It seems to me that no one has listened to these lyrics and/or pondered their relevance to life on Planet Earth since the turn of the century. Everyone just parrots them mindlessly. I will admit I have a near-compulsion to listen to every sentence ever publicly broadcast, break down the words to test their logic and then point out when said logic is flawed. This makes me very cranky about commercials and bad TV scripts, too. Not everyone is as crabby as me, nor as cynical, nor paying my form of obsessive attention.
But I have to admit…it’s the non-paying-attention that bothers me. Doesn’t it matter to some people what gets fed into their minds?

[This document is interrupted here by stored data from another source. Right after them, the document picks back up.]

PR #939, opened 2018-04-04
Allow creation of CpuPool to be fallible.

djg:
To allow error handling in the face of errors returned by thread creation.

The use of `futures-cpupool` in Gecko leads to content process `panic!` because of use of `unwrap()` in pool creation.

### DIFF
--- a/futures-cpupool/src/lib.rs
+++ b/futures-cpupool/src/lib.rs
@@ -19,7 +19,7 @@
 //! # fn main() {
 //!
 //! // Create a worker thread pool with four threads
-//! let pool = CpuPool::new(4);
+//! let pool = CpuPool::new(4).unwrap();
 //!
 //! // Execute some work on the thread pool, optionally closing over data.
 //! let a = pool.spawn(long_running_future(2));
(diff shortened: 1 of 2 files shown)


cramertj:
This seems fine to me. @aturon @alexcrichton wdyt?

alexcrichton:
👍

Nemo157:
Should this be in `0.1`? Is a breaking release of `futures-cpupool(0.2)` based on `futures(0.1)` planned or should this be done for `futures(0.2)::executor::ThreadPool` instead?

cramertj:
Ah, I missed that this was pointed at the 0.1 branch. Thanks for the heads-up! @djg could you open a new PR targeting master? I'll revert this one.

cramertj:
@djg specifically, I think you want to change this line: https://github.com/rust-lang-nursery/futures-rs/blob/master/futures-executor/src/thread_pool.rs#L259

djg:
@cramertj, I really wanted to modify 0.1 because we're using version 0.1.8 in Gecko and I didn't want to wait to upgrade to version 0.2 before having the ability to handle `CpuPool` creation failure gracefully.

What's the process for making a breaking change to 0.1? Do I need to fork the crate?

cramertj:
@djg Unfortunately, we can't make breaking changes to the 0.1 crate. We could add another method that returns `Result` and you could use that one-- would that work for you?

alexcrichton:
Yeah adding an API like that seems fine by me

PR #947, opened 2018-04-06
Stage 0.2 Release

cramertj:


Nemo157:
Should `futures-stable` be removed from the facade as well (it appears building with the `nightly` feature is broken because it's attempted to be facaded but not actually enabled)?

cramertj:
@Nemo157 Ah, I was just a flag too overzealous when removing the nightly features deps. I'll add back the dependency (building w/ nightly fails CI right now anyways because of breaking changes to the proc macro api).

Nemo157:
Damn, I was sort of hoping that `StableFuture` was not going to be published in 0.2 yet. I'm just about to propose a breaking change to how it relates to `Future` to hopefully make it more ergonomic to use.

cramertj:
@Nemo157 yeah, I think it's fine for us to make breaking changes to something like `StableFuture` (which is only usable on nightly and doesn't currently have much of a point without async/await).

Nemo157:
> doesn't currently have much of a point without async/await

Not entirely no point, I have 4 or 5 manual implementations (2 for supporting DMA and a few basic adaptors that can't be written via async/await).

cramertj:
No, not entirely :)

jimmycuadra:
What was the context of this? I had async/await working using futures master from a couple days ago, but it doesn't work now with the real 0.2.0 release. PRs with no description make me sad. :{

cramertj:
@jimmycuadra An API change to proc macros on nightly broke the async/await macros, so they were removed prior to the release. There will be another release next week with them added back.

PR #950, opened 2018-04-06
Test collecting into JoinAll properly

matklad:
cc https://github.com/rust-lang-nursery/futures-rs/pull/773

### DIFF
--- a/futures/tests/all.rs
+++ b/futures/tests/all.rs
@@ -269,6 +269,14 @@ fn join_all_iter_lifetime() {
 }
 
 #[test]
+fn join_all_from_iter() {
+    assert_done(
+        || vec![f_ok(1), f_ok(2)].into_iter().collect::<JoinAll<_>>(),
+        Ok(vec![1, 2]),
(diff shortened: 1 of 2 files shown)


futures/tests/all.rs
```diff
@@ -268,6 +268,14 @@ fn join_all_iter_lifetime() {
     assert_done(|| sizes(vec![&[1,2,3], &[], &[0]]), Ok(vec![3, 0, 1]));
 }
 
+#[test]
+fn join_all_from_iter() {
+    assert_done(
+        || vec![f_ok(1), f_ok(2)].into_iter().collect::<JoinAll<_>>(),
```
stuhood: Is the turbofish actually necessary in general, or can it be inferred?

matklad: It is unfortunately necessary in general: at the call site, you know that you need some T: Future, but you don’t know whit T specifically are you interested in.

cramertj:
Thanks for fixing this!

Issue #952, opened 2018-04-07
future::shared is unsafe (Send/Sync issue)


dathinab:
Hy,
`futures::future::shared` allows Sending non Send types to other threads
and provides Sync shared access for non Sync types, too.
# Problem

Send/Sync bounds for `future::Shared` are wrong

# Explanation

The `Shared` futures works similar to a Mutex, 
as it makes sure there is only mutably-exclusive
access wrt. to poll-ing the underlying future. 
It should only be `Send`/`Sync` if the underlying future is `Send`.

The created `SharedItem`, `SharedError` are basically `Arc`'s
and implement `Send`/`Sync` correct for themself, the problem
is that they are crated using unsafe code when polling
any clone of `Shared` which completes or was completed,
as such they allow Sync access to a non-sync item/error.

# Mini Prog of Concept

[play](https://play.rust-lang.org/?gist=89b9112cfc5778b409b39fc164464a2f&version=stable)
[gist](https://gist.github.com/89b9112cfc5778b409b39fc164464a2f)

(Just parenthetically, I know about the Reason for the Season thing. I’m sorry, but I no longer subscribe to the literal Christian doctrine I was raised with. I don’t think God had to birth somebody and then kill him in order to welcome us back when we die—I think he welcomes us all back anyway and actually if we’re smart we probably shouldn’t get into that discussion, yeah? I do like the Winter Solstice celebration idea—a time of getting together and celebrating the fact that the days will get longer and the light will return, and also lighting up everything you can find to tell the darkness to fuck off because together we’re gonna beat it. That’s extra cool—especially since every culture since the beginning of time seems to have had it, and I think Christmas might have just gotten mutated from that. But that’s about the only meaning I can get into, and I don’t think there are many songs about that.)
Speaking of which, back to the music: the ONLY thing I like, which chills me out and makes me happy no matter how many times I hear it? The entire Vince Guaraldi “Merry Christmas Charlie Brown” soundtrack. Love it love it love it. The reasons why feel mostly gut-level, but if I were to break it down it might be because it’s not only original but it’s really original, sounds like nothing else. It’s tasteful and timeless. It’s calming. Not only that but the Peanuts strips practically raised me, so the soundtrack feels like home, AND it reminds me of a quirky, delightfully weird-ass cartoon world that has no problem including the realities of life during the holidays. Perhaps because of the perpetually depressed main character, it never once cluelessly demands that I enjoy myself because of a date on a calendar. It never implies that I’m a left-out freak for feeling that most days are kind of the same and that’s fine, that life becomes grand or small or tragic or miraculous when it chooses to, according to its own logic and own quiet little voice, and is neither bothered nor encouraged by our shrill attempts to make a certain month into a vending machine of magic.